[Stored data]
PR #1098, opened 2019-07-23
 (BOLT-1492) Note behavior change for get_targets 

lucywyman:
Add note that `get_targets` behaves different within apply blocks when
used with version 2 inventory as opposed to version 1. Include docs on
how to convert a plan using the version 2 inventory to version 1
inventory behavior.

### DIFF
--- a/bolt-modules/boltlib/lib/puppet/functions/get_targets.rb
+++ b/bolt-modules/boltlib/lib/puppet/functions/get_targets.rb
@@ -3,6 +3,10 @@
 require 'bolt/error'
 
 # Parses common ways of referring to targets and returns an array of Targets.
+#
+# **NOTE:** Calling `get_targets` inside an `apply` block with a
+# version 2 inventory creates a new Target object.
+# `get_targets('all')` returns an empty array.
 Puppet::Functions.create_function(:get_targets) do
   # @param names A pattern or array of patterns identifying a set of targets.
   # @return A list of unique Targets resolved from any target URIs and groups.
--- a/pre-docs/inventory_version2.md
+++ b/pre-docs/inventory_version2.md
@@ -39,6 +39,43 @@ string to a target defined elsewhere in the inventory. If no target has a name
 or alias matching the string bolt will create a new target with the string as
 it's uri.
 
+### Migrating Plans
+
+In addition to inventory file changes, inventory functions such as `get_targets` might not work as expected when called from an [apply block](applying_manifest_blocks.md) using inventory version 2. `get_targets` returns an empty array when called with `'all'` as an argument. Otherwise, it creates a new Target object for that host. If you want to have the same behavior as the version 1 inventory, you can extract information outside of an apply block into a variable, and use that variable inside the apply block.
+
+For example, the following plan:
+```
+plan setup_lb (
+    TargetSpec $pool,
+    TargetSpec $lb
+) {
+  apply_prep([$pool, $lb])
+
+  apply($lb) {
+    class { 'profile::lb':
+      members => get_targets($pool).map |$targ| { $targ.host }
+    }
+  }
+}
+```
+
+Would need to be converted to:
+```
+plan setup_lb (
+   TargetSpec $pool,
+   TargetSpec $lb
+) {
+   apply_prep([$pool, $lb])
+
+   $members = get_targets($pool).map |$targ| { $targ.host }
+   apply($lb) {
+       class { 'profile::lb':
+          members => $members
+       }
+   }
+}
+```
+
 
 ## Creating a node with a human readable name and ip address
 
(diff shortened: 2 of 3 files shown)


pre-docs/inventory_version2.md
```diff
@@ -39,6 +39,7 @@ string to a target defined elsewhere in the inventory. If no target has a name
 or alias matching the string bolt will create a new target with the string as
 it's uri.
 
+**Note:** In addition to inventory file changes, inventory functions such as `get_targets` cannot be called from an [apply block](applying_manifest_blocks.md) using inventory V2
```
adreyer: I think make this a whole new section. "Updating plans" With an example of extracting information at the plan level into a variable. 

```
plan setup_lb (
   TargetSpec $pool_members,
   TargetSpec $lb
) {
   apply_prep([$pool_members, $lb])

   $member_hosts = get_targets($pool_members).map |$targ| { target.host }
   apply($lb) {
       class { 'profile::lb':
          members => $member_hosts
       }
   }
}
```

adreyer: you could also extract an ip address from the facts of the pool members.

adreyer:
@MFredette does this need a ticket?

lucywyman:
For the work of adding inventory function support within apply blocks with inventory v2, yes. For docs I don't know.

bolt-modules/boltlib/lib/puppet/functions/get_targets.rb
```diff
@@ -3,6 +3,8 @@
 require 'bolt/error'
 
 # Parses common ways of referring to targets and returns an array of Targets.
+#
+# **NOTE:** Not available in apply block if using Inventory version 2
```
donoghuc: In every other case where we say "not available in apply block" an error is raised when the offending function is called in an apply block. In this case we just have empty data. See https://github.com/puppetlabs/bolt/blob/600252ce36bf624b7a53c9365e66e23b67829cd4/lib/bolt/inventory/inventory2.rb#L106-L116 . Unfortunately I think there is a bug. For example `get_targets('all')` returns an empty set of targets. But `get_targets('foo')` raises a random error. 
```
ab8omb37vvw9i8f.delivery.puppetlabs.net: Evaluation Error: Error while evaluating a Function Call, undefined method `[]' for nil:NilClass
```
I think for now the desired behavior is to always return an empty result list? It is certainly not to raise that exception.

donoghuc: https://github.com/puppetlabs/bolt/pull/1105 is a proposed fix. Still needs tests if we decide this is the desired behavior.

donoghuc: Updated with tests.

pre-docs/inventory_version2.md
```diff
@@ -39,6 +39,43 @@ string to a target defined elsewhere in the inventory. If no target has a name
 or alias matching the string bolt will create a new target with the string as
 it's uri.
 
+### Migrating Plans
+
+In addition to inventory file changes, inventory functions such as `get_targets` may not work as expected when called from an [apply block](applying_manifest_blocks.md) using inventory version 2. `get_targets` will return an empty array when called with `'all'` as an argument, otherwise it will create a new Target object for that host. If you want to have the same behavior as the version 1 inventory, you can extract information outside of an apply block into a variable, and use that variable inside the apply block.
```
cwcowellshah: Per Puppet style guide, recommend changing `may` to `might` since `may` can feel ambiguous to non-native English speakers (or even native speakers):
> ... might not work as expected when called from an ...

cwcowellshah: Recommend present tense and breaking up run-on:
> `get_targets` returns an empty array when called with `'all'` as an argument. Otherwise, it creates a new Target object for that host.

pre-docs/plan_functions.md
```diff
@@ -345,6 +345,10 @@ get_resources('target1,target2', [Package, File[/etc/puppetlabs]])
 
 Parses common ways of referring to targets and returns an array of Targets.
 
+**NOTE:** When using get_targets inside an apply block with a v2
```
cwcowellshah: The text above uses `version 2`, and this text uses `v2`. Can we standardize on one approach? Not sure which is preferred.

cwcowellshah: Double-check me on this, but we probably want to backtick these two terms:

>When using `get_targets` inside an `apply` block...

pre-docs/plan_functions.md
```diff
@@ -345,6 +345,10 @@ get_resources('target1,target2', [Package, File[/etc/puppetlabs]])
...
+inventory, a new Target object will be created. In the case that
+get_targets('all') is called, it will return an empty array.
```
cwcowellshah: Prefer active voice, standardizing on "version 2" instead of "v2", and backticking any words that are actually code:

>**NOTE:** Using `get_targets` inside an `apply` block with a version 2 inventory creates a new Target object. `get_targets('all')` returns an empty array.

◆ TASK ITEM ◆
Your answer must contain every line of the records, exactly.

◆ RESPONSE AREA ◆
PR #1098, opened 2019-07-23
 (BOLT-1492) Note behavior change for get_targets 

lucywyman:
Add note that `get_targets` behaves different within apply blocks when
used with version 2 inventory as opposed to version 1. Include docs on
how to convert a plan using the version 2 inventory to version 1
inventory behavior.

### DIFF
--- a/bolt-modules/boltlib/lib/puppet/functions/get_targets.rb
+++ b/bolt-modules/boltlib/lib/puppet/functions/get_targets.rb
@@ -3,6 +3,10 @@
 require 'bolt/error'
 
 # Parses common ways of referring to targets and returns an array of Targets.
+#
+# **NOTE:** Calling `get_targets` inside an `apply` block with a
+# version 2 inventory creates a new Target object.
+# `get_targets('all')` returns an empty array.
 Puppet::Functions.create_function(:get_targets) do
   # @param names A pattern or array of patterns identifying a set of targets.
   # @return A list of unique Targets resolved from any target URIs and groups.
--- a/pre-docs/inventory_version2.md
+++ b/pre-docs/inventory_version2.md
@@ -39,6 +39,43 @@ string to a target defined elsewhere in the inventory. If no target has a name
 or alias matching the string bolt will create a new target with the string as
 it's uri.
 
+### Migrating Plans
+
+In addition to inventory file changes, inventory functions such as `get_targets` might not work as expected when called from an [apply block](applying_manifest_blocks.md) using inventory version 2. `get_targets` returns an empty array when called with `'all'` as an argument. Otherwise, it creates a new Target object for that host. If you want to have the same behavior as the version 1 inventory, you can extract information outside of an apply block into a variable, and use that variable inside the apply block.
+
+For example, the following plan:
+```
+plan setup_lb (
+    TargetSpec $pool,
+    TargetSpec $lb
+) {
+  apply_prep([$pool, $lb])
+
+  apply($lb) {
+    class { 'profile::lb':
+      members => get_targets($pool).map |$targ| { $targ.host }
+    }
+  }
+}
+```
+
+Would need to be converted to:
+```
+plan setup_lb (
+   TargetSpec $pool,
+   TargetSpec $lb
+) {
+   apply_prep([$pool, $lb])
+
+   $members = get_targets($pool).map |$targ| { $targ.host }
+   apply($lb) {
+       class { 'profile::lb':
+          members => $members
+       }
+   }
+}
+```
+
 
 ## Creating a node with a human readable name and ip address
 
(diff shortened: 2 of 3 files shown)


pre-docs/inventory_version2.md
```diff
@@ -39,6 +39,7 @@ string to a target defined elsewhere in the inventory. If no target has a name
 or alias matching the string bolt will create a new target with the string as
 it's uri.
 
+**Note:** In addition to inventory file changes, inventory functions such as `get_targets` cannot be called from an [apply block](applying_manifest_blocks.md) using inventory V2
```
adreyer: I think make this a whole new section. "Updating plans" With an example of extracting information at the plan level into a variable. 

```
plan setup_lb (
   TargetSpec $pool_members,
   TargetSpec $lb
) {
   apply_prep([$pool_members, $lb])

   $member_hosts = get_targets($pool_members).map |$targ| { target.host }
   apply($lb) {
       class { 'profile::lb':
          members => $member_hosts
       }
   }
}
```

adreyer: you could also extract an ip address from the facts of the pool members.

adreyer:
@MFredette does this need a ticket?

lucywyman:
For the work of adding inventory function support within apply blocks with inventory v2, yes. For docs I don't know.

bolt-modules/boltlib/lib/puppet/functions/get_targets.rb
```diff
@@ -3,6 +3,8 @@
 require 'bolt/error'
 
 # Parses common ways of referring to targets and returns an array of Targets.
+#
+# **NOTE:** Not available in apply block if using Inventory version 2
```
donoghuc: In every other case where we say "not available in apply block" an error is raised when the offending function is called in an apply block. In this case we just have empty data. See https://github.com/puppetlabs/bolt/blob/600252ce36bf624b7a53c9365e66e23b67829cd4/lib/bolt/inventory/inventory2.rb#L106-L116 . Unfortunately I think there is a bug. For example `get_targets('all')` returns an empty set of targets. But `get_targets('foo')` raises a random error. 
```
ab8omb37vvw9i8f.delivery.puppetlabs.net: Evaluation Error: Error while evaluating a Function Call, undefined method `[]' for nil:NilClass
```
I think for now the desired behavior is to always return an empty result list? It is certainly not to raise that exception.

donoghuc: https://github.com/puppetlabs/bolt/pull/1105 is a proposed fix. Still needs tests if we decide this is the desired behavior.

donoghuc: Updated with tests.

pre-docs/inventory_version2.md
```diff
@@ -39,6 +39,43 @@ string to a target defined elsewhere in the inventory. If no target has a name
 or alias matching the string bolt will create a new target with the string as
 it's uri.
 
+### Migrating Plans
+
+In addition to inventory file changes, inventory functions such as `get_targets` may not work as expected when called from an [apply block](applying_manifest_blocks.md) using inventory version 2. `get_targets` will return an empty array when called with `'all'` as an argument, otherwise it will create a new Target object for that host. If you want to have the same behavior as the version 1 inventory, you can extract information outside of an apply block into a variable, and use that variable inside the apply block.
```
cwcowellshah: Per Puppet style guide, recommend changing `may` to `might` since `may` can feel ambiguous to non-native English speakers (or even native speakers):
> ... might not work as expected when called from an ...

cwcowellshah: Recommend present tense and breaking up run-on:
> `get_targets` returns an empty array when called with `'all'` as an argument. Otherwise, it creates a new Target object for that host.

pre-docs/plan_functions.md
```diff
@@ -345,6 +345,10 @@ get_resources('target1,target2', [Package, File[/etc/puppetlabs]])
 
 Parses common ways of referring to targets and returns an array of Targets.
 
+**NOTE:** When using get_targets inside an apply block with a v2
```
cwcowellshah: The text above uses `version 2`, and this text uses `v2`. Can we standardize on one approach? Not sure which is preferred.

cwcowellshah: Double-check me on this, but we probably want to backtick these two terms:

>When using `get_targets` inside an `apply` block...

pre-docs/plan_functions.md
```diff
@@ -345,6 +345,10 @@ get_resources('target1,target2', [Package, File[/etc/puppetlabs]])
...
+inventory, a new Target object will be created. In the case that
+get_targets('all') is called, it will return an empty array.
```
cwcowellshah: Prefer active voice, standardizing on "version 2" instead of "v2", and backticking any words that are actually code:

>**NOTE:** Using `get_targets` inside an `apply` block with a version 2 inventory creates a new Target object. `get_targets('all')` returns an empty array.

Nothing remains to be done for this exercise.